According to a report of The New Heraldspecialists from Solidaridad Sin Fronteras (SSF) and Cruz Verde Internacional reported that they sent letters to the United States Centers for Disease Control and Prevention (CDC), and extended their call to the World Health Organization (WHO), the Pan American Health Organization (PAHO) and UNICEF, to raise the travel alert to Cuba to level 4, the category that recommends not traveling due to risk to the lives of travelers.

On December 1, the Cuban Ministry of Public Health (MINSAP) confirmed the death of 33 people due to arbovirus in the country, in a context that it defined as a “complex epidemiological situation”, with widespread circulation of dengue and chikungunya.

In the television magazine Good morningthe Vice Minister of Health, Carilda Peña García, explained that of that total, 12 deaths correspond to dengue – seven of them in children under 18 years of age – and 21 to chikungunya, with 14 deaths being minors.

The authorities also reported that in just one week, 5,717 new cases of chikungunya were reported, most of them classified as suspicious due to clinical diagnosis, with a cumulative total of close to 39,000 cases, of which around 1,260 have been confirmed by PCR. Dengue, according to the vice minister herself, remains active in the 14 provinces, 43 municipalities and 51 health areas of the country.

What Miami NGOs ask for

Based on this scenario, Solidaridad Sin Fronteras and Cruz Verde Internacional have intensified their public campaign for the United States and multilateral organizations to raise the travel alert on Cuba to the maximum and consider a health intervention on the Island. In recent interviews and press conferences, both organizations maintain that the Cuban Government hides the real magnitude of the outbreak and does not have the capacity to control the situation.

“The situation is very serious,” said Dr. Alfredo Melgar to NTN24questioning the initial official version that described the problem as a “nonspecific febrile syndrome.” “It is not a febrile syndrome. They are three very serious infectious diseases that have their complications. Dengue, chikungunya and Oropuche.”

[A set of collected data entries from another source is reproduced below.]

PR #611, opened 2023-08-24
Add target kind info to manifest dependency

maciektr:
commit-id:1aba1429

---

**Stack**:
- #651
- #650
- #649
- #629
- #628
- #626
- #627
- #615
- #597
- #612
- #611 ⬅

### DIFF
--- a/scarb/src/core/manifest/dependency.rs
+++ b/scarb/src/core/manifest/dependency.rs
@@ -1,15 +1,54 @@
 use std::fmt;
+use std::ops::Deref;
+use std::sync::Arc;
+use typed_builder::TypedBuilder;
 
-use crate::core::{DependencyVersionReq, PackageId, PackageName, SourceId, Summary};
+use crate::core::{DependencyVersionReq, PackageId, PackageName, SourceId, Summary, TargetKind};
 
+/// See [`ManifestDependencyInner`] for public fields reference.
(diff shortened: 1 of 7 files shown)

According to these organizations, the immediate objective is for the CDC and the Florida Department of Health to raise the travel alert on Cuba from level 2 – travel with caution – to level 4, which implies recommending not traveling, due to the risk of contagion and export of cases to the United States.

The risk of exporting the epidemic to Florida

One of the main concerns of doctors in Miami is the possibility that travelers from Cuba will introduce or amplify outbreaks in Florida. “Travelers who go to Cuba and contract the disease have an incubation period of three to seven days, in which they do not have symptoms, but arrive infected in Florida,” Melgar warned in statements collected by The Nation.

The doctor has warned in different media that he has treated patients in his private practice who returned from the Island with acute febrile symptoms and severe joint pain, compatible with chikungunya and other arboviruses.

Melgar’s testimonies also point to the collapse of the Cuban hospital system, particularly in pediatric emergency services. “Many children arrive at emergency rooms with high fever and headache, which are symptoms of meningoencephalitis, and as they spend hours waiting, when they are treated they are very serious,” the doctor said.

Melgar explained that the Oropouche virus can be complicated by meningoencephalitis and pneumonia, which increases the risk of neurological sequelae and death, especially in children and vulnerable people.

While Miami NGOs ask that the alert be raised to level 4, the CDC shows a different picture for now. For Oropouche virus, the body maintains a level 1 notice for the Americas, which includes Cuba, which means “practice usual precautions” for travelers.

In the case of chikungunya, the CDC did issue a specific level 2 advisory for Cuba“practice enhanced precautions,” due to the current outbreak on the Island.

Regarding dengue, the situation in Cuba is framed in global dengue advisory level 1 for multiple countries, including the Island, which indicates that the disease is a permanent risk and recommends protective measures against mosquito bites, but does not advise against travel.